## Input
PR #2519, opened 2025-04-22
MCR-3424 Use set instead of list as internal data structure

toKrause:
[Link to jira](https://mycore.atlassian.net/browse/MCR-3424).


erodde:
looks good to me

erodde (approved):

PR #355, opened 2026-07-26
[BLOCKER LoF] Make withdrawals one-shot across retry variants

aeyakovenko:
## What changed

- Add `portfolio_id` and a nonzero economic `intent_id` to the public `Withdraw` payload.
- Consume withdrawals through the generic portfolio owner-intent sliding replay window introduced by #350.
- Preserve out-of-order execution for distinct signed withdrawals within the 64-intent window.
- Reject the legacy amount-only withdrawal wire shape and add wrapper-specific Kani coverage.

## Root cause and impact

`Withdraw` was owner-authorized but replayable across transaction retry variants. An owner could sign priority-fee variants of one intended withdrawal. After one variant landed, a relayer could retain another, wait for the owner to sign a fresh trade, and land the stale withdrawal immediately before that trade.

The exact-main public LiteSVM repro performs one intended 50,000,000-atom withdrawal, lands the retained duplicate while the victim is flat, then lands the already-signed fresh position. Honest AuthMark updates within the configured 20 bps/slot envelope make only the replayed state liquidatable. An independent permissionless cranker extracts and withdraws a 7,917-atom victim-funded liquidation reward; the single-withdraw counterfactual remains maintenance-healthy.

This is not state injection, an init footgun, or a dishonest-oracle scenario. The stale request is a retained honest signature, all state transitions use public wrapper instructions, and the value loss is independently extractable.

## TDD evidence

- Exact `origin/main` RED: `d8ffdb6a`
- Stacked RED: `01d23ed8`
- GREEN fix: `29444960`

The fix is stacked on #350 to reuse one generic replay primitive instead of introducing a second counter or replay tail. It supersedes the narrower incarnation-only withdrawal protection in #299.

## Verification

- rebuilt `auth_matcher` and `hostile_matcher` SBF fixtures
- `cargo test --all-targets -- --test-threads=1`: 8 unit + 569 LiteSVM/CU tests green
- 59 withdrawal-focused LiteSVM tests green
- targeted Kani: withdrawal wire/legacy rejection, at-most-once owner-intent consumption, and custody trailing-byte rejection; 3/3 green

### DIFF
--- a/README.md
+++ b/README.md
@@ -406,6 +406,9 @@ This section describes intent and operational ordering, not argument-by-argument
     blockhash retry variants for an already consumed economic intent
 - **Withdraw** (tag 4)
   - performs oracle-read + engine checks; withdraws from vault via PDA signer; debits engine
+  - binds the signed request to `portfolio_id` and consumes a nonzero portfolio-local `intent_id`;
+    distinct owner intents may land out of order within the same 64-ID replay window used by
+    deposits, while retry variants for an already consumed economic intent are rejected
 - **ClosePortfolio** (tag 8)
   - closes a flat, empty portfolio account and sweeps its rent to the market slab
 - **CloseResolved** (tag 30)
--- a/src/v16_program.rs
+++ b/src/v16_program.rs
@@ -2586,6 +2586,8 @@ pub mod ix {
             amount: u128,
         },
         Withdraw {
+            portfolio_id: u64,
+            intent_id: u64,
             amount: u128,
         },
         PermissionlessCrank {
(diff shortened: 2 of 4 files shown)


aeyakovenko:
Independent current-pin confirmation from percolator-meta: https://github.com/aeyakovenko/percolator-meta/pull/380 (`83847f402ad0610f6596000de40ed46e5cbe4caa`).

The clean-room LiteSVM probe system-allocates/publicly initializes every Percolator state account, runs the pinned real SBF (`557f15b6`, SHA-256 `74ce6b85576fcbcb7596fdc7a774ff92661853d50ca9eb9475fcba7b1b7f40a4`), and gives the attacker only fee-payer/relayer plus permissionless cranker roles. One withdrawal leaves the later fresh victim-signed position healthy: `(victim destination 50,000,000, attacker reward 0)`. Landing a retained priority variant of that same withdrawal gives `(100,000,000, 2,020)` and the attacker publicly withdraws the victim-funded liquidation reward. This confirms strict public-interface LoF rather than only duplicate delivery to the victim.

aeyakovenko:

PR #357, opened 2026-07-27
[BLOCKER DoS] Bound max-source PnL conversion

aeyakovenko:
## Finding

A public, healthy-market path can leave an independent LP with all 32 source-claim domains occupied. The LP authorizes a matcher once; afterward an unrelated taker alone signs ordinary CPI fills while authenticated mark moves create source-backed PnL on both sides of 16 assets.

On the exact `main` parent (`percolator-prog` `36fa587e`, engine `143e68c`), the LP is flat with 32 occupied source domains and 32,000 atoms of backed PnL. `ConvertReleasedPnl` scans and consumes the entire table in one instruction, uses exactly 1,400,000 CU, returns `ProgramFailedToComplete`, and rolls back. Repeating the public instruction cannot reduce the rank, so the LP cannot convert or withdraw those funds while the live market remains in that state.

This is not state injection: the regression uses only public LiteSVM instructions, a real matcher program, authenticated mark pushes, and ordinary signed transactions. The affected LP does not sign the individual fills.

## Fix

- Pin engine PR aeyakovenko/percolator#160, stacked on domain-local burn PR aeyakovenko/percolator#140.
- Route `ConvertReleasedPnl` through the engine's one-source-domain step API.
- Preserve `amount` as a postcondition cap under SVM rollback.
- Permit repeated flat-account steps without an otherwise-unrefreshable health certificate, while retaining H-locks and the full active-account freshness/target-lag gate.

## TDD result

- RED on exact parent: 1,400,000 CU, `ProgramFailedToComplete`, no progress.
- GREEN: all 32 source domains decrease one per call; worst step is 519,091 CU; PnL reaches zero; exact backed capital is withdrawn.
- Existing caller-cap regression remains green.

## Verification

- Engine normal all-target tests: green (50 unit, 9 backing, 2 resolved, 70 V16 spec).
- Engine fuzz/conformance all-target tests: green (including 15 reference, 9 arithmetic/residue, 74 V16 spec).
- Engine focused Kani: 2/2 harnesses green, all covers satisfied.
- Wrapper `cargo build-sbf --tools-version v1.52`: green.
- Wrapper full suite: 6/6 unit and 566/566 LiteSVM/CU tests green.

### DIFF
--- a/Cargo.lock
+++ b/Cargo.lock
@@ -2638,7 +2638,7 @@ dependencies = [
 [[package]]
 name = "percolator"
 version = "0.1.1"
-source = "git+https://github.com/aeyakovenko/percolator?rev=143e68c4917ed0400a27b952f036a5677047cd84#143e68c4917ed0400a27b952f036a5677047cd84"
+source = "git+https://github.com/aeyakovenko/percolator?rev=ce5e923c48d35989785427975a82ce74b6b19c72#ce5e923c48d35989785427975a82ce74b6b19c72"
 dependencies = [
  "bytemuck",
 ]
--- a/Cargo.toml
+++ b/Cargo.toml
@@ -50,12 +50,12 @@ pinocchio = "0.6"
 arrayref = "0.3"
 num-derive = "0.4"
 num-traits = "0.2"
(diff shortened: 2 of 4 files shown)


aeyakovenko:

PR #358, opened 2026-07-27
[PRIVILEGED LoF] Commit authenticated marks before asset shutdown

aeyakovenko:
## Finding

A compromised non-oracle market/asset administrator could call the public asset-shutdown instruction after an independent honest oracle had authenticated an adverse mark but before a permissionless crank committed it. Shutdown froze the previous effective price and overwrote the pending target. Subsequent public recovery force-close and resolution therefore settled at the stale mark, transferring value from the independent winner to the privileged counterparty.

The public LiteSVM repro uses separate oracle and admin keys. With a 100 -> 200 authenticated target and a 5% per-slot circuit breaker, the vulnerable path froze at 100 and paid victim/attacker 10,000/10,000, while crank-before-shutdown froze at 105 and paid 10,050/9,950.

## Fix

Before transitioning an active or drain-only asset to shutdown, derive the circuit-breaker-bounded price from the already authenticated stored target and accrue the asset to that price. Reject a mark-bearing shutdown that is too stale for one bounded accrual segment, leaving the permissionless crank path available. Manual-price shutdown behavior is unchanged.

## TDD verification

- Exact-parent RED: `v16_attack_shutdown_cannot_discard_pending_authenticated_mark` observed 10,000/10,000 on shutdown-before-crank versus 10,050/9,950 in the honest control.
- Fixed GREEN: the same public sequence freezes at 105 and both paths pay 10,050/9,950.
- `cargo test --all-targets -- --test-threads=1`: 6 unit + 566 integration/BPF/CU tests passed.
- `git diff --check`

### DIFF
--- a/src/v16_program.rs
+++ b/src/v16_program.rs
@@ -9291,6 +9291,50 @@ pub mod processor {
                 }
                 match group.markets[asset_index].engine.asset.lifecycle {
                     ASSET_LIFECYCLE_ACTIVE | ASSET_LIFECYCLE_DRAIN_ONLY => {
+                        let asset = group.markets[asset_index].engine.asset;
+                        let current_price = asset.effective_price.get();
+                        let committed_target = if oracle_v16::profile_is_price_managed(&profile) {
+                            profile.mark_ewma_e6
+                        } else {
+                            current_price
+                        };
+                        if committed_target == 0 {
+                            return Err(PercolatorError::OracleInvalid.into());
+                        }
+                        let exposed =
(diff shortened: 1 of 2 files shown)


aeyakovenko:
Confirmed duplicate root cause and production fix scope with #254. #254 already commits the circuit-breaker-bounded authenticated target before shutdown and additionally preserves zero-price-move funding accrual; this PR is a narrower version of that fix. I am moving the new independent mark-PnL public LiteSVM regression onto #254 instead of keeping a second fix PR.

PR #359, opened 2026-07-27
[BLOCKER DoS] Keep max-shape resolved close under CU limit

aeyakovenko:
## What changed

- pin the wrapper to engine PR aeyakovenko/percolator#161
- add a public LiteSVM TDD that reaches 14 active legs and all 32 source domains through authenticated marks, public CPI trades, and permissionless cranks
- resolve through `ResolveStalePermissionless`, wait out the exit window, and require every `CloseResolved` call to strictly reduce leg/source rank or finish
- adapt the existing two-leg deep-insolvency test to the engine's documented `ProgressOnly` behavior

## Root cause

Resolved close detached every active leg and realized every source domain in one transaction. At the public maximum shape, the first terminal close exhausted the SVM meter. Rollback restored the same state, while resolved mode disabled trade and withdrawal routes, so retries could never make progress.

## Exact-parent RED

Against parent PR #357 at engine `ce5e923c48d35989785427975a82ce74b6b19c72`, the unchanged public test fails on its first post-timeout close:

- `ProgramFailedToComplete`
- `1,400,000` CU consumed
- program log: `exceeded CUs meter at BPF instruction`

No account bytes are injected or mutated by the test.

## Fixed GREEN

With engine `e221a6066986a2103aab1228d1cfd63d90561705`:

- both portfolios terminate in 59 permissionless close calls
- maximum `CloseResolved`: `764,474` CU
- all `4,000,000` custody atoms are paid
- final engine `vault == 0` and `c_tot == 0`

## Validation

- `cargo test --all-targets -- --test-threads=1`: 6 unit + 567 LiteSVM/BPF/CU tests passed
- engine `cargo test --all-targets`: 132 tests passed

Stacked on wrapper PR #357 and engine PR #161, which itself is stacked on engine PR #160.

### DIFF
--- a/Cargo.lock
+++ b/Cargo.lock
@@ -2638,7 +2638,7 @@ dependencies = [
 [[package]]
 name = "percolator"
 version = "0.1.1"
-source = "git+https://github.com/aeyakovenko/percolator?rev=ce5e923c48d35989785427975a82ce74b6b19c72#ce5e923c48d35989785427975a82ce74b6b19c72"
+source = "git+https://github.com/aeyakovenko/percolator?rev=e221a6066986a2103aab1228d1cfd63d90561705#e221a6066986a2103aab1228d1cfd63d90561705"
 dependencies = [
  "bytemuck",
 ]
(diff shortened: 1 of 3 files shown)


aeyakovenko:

## Problem description
The answer should consist of the lines from the first line of the entries through the line with "PR #355, opened 2026-07-26", copied exactly.

## Output below
PR #2519, opened 2025-04-22
MCR-3424 Use set instead of list as internal data structure

toKrause:
[Link to jira](https://mycore.atlassian.net/browse/MCR-3424).


erodde:
looks good to me

erodde (approved):

PR #355, opened 2026-07-26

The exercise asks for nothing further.